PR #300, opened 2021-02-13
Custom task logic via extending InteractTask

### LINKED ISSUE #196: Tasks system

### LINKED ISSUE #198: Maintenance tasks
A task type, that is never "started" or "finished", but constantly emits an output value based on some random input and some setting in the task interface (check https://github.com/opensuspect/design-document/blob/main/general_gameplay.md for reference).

════

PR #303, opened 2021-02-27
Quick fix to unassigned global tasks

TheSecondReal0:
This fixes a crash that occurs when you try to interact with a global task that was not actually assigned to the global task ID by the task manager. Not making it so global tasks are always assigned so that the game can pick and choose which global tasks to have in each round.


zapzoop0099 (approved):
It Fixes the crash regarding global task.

════

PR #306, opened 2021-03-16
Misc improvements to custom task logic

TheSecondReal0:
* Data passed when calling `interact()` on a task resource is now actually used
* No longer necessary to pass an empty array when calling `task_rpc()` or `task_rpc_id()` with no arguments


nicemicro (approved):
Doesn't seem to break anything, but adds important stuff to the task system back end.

════

**Aim of the exercise:**
Please transcribe exactly the lines above from the line that has "PR #300, opened 2021-02-13" up to and including the line that has "A task type, that"; no other line belongs in the answer.

**Exercise output:**
PR #300, opened 2021-02-13
Custom task logic via extending InteractTask

### LINKED ISSUE #196: Tasks system

### LINKED ISSUE #198: Maintenance tasks
A task type, that is never "started" or "finished", but constantly emits an output value based on some random input and some setting in the task interface (check https://github.com/opensuspect/design-document/blob/main/general_gameplay.md for reference).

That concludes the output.